CarsonWid wrote:ShogunRua, you make some good points.
In regards to studios and their 50 variable equations, I think most of that has to do with the financial success of a movie and very little to do with the critical success. I had originally started this as a prediction of financial success but I didn't find it very interesting. I had various seasonal indices and factors in it but I wasn't getting good results and as mentioned before, wasn't really what I was trying to do.
It's also a far more meaningful, objective, and less fuzzy indicator of success than the RT score or IMDB rating.
CarsonWid wrote:I have a limit on what data is available to me, so as much as I'd like to add more variables I also have to consider that this is just a for-fun after work project of mine.
Most of this data is readily available. Production budget, P&A budget, runtime, time of the year film is released, etc.
CarsonWid wrote:I've thought of things such as release date, budget, production company, etc. but none of these really held a strong correlation to the critical success of the movie.
Have you actually run the statistical analysis to determine this, or are you just guessing? The whole point of mathematical investigations is NOT to just trust your gut instincts, which can frequently be wrong. If you want to ever discover anything meaningful in your analysis, you need to start approaching every problem this way. In this particular case, I also strongly intuitively disagree that the production company does not have an influence on the critical success of the movie.

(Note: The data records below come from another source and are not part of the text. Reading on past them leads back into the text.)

PR #520, opened 2026-06-29
Feat/timezone cron

### LINKED ISSUE #465: feat: Store user timezone and use per-user timezone in auto-rest-day cron
## Background

The auto-rest-day cron (`api/cron/auto-rest-day/route.ts`) currently uses hardcoded IST (UTC+5:30) for all users. When members travel abroad (e.g., to US timezones), they receive an auto rest day before their day is actually over, because midnight IST is early afternoon in the US.

**Decision**: Use the timezone from the user's last submission/login to determine "yesterday" per-user.

### 1. Store user timezone on every submission

In `api/entries/upsert/route.ts`, we already receive `ianaTimezone` (line 90). After a successful submission, persist this to the user's profile:

```
users.last_known_timezone = ianaTimezone  (e.g., 'America/New_York')
```

- Add a `last_known_timezone` column to the `users` table (text, nullable, default null)
- Update it on every successful submission (non-blocking, fire-and-forget)
- Fallback: if null, use IST (existing behavior)

### 2. Modify auto-rest-day cron to use per-user timezone

Currently the cron computes a single "yesterday" for all users using IST. Change to:

- For each member being processed, look up `users.last_known_timezone`
- Compute "yesterday" using that timezone
- If timezone is null, fall back to IST
- Only assign auto rest day if yesterday has actually ended in the user's timezone

### 3. Auto-rest overwrite already works (no change needed)

The upsert route already replaces auto-assigned rest days with workout submissions (line 1195). This is the safety net — if a user gets an auto-rest but then submits a workout, it auto-corrects.

## Files to modify

- `src/app/api/entries/upsert/route.ts` — save `ianaTimezone` to user profile after successful submission
- `src/app/api/cron/auto-rest-day/route.ts` — use per-user timezone for "yesterday" calculation
- DB migration: add `last_known_timezone` column to `users` table

## Acceptance criteria

- [ ] `last_known_timezone` column exists on `users` table
- [ ] Every successful submission updates the user's `last_known_timezone`
- [ ] Auto-rest-day cron uses per-user timezone (falls back to IST if null)
- [ ] Users in non-IST timezones don't get premature auto rest days
- [ ] Existing behavior unchanged for users without stored timezone

dhjr:
## Summary
This PR shifts the auto-rest-day cron job from a global IST-based calculation to a per-user timezone model. By persisting the user's timezone on every successful submission, the system now accurately assigns auto-rest days only when a user's local day has genuinely ended.

## Related Issue
Closes #465

## Type of Change
- [x] Bug fix
- [ ] New feature
- [ ] UI/UX improvement
- [ ] Documentation

## Changes Made
- Added a `last_known_timezone` column to the `users` table via migration.
- Updated the `api/entries/upsert` route to capture `ianaTimezone` and asynchronously persist it to the user's profile on every successful submission.
- Refactored the `auto-rest-day` cron job to fetch each member's `last_known_timezone` and compute a localized "yesterday" using `Intl.DateTimeFormat`, effectively preventing premature rest day assignments.

## How to Test
1. Submit an activity using an account with a non-IST timezone (e.g., `America/New_York`).
2. Verify that `last_known_timezone` is updated in the `users` table for that account.
3. Manually trigger the `auto-rest-day` cron job.
4. Verify that the cron successfully calculates the correct localized "yesterday" and only assigns an auto-rest day if that specific date has elapsed in the user's timezone.
5. Confirm that users with no timezone stored gracefully fall back to IST behavior.

## Checklist


blackhathckr (changes requested):
Review posted - see details below

blackhathckr (changes requested):
## Review: Timezone Cron

Good approach — per-user IANA timezone via \`Intl.DateTimeFormat\` instead of hardcoded IST. DST handled correctly by IANA identifiers. Fallback chain (user tz → IST → UTC) is reasonable.

### Must fix

**1. BUG: \`(member as any)\` unsafe cast**
\`src/app/api/cron/auto-rest-day/route.ts\` — suppresses type checking on the joined query result. Define a proper type for the member with \`last_known_timezone\`.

Maybe if you average it out they don't, but my feeling is that something from the Weinstein Company or Sony Picture Classics is going to generally be higher rated than, say, the average offering from Relativity Media or Warner Brothers.
Carson Wid wrote:I'd love to have a job running analytics of this nature but alas I do not have it, nor do I have the tools or databases to run this at a super effective level.
This might have been true back in the 1980s. Nowadays, no one has this excuse. Even the weakest laptop can run all these Monte Carlo simulations with ease, and there is a wealth of free resources and software online.
Carson Wid wrote:My objective for this blog is to show data and analytics at a high level
Which you have not.
Carson Wid wrote:in a simplified way that people who don't like math can digest it.
Getting people who don't like math to like math seems counterproductive, no?
Carson Wid wrote:The objective is not to 100% accurately predict a movie's score,
Have you heard of "confidence intervals"? You speak very-unmathematically for someone supposedly eager about the subject.
Carson Wid wrote:So, final point/question: What easily-accessible variables do you think would be most relevant when predicting a movie's critical success?
This is a horrible attitude to have for a researcher or analyst. You shouldn't be asking someone else; you should be investigating this yourself.
I still don't understand the point of your project. Predicting movie success in a manner far inferior to what even the most brain-dead 19 year-old quant can cook up in a couple of hours playing with MATLAB?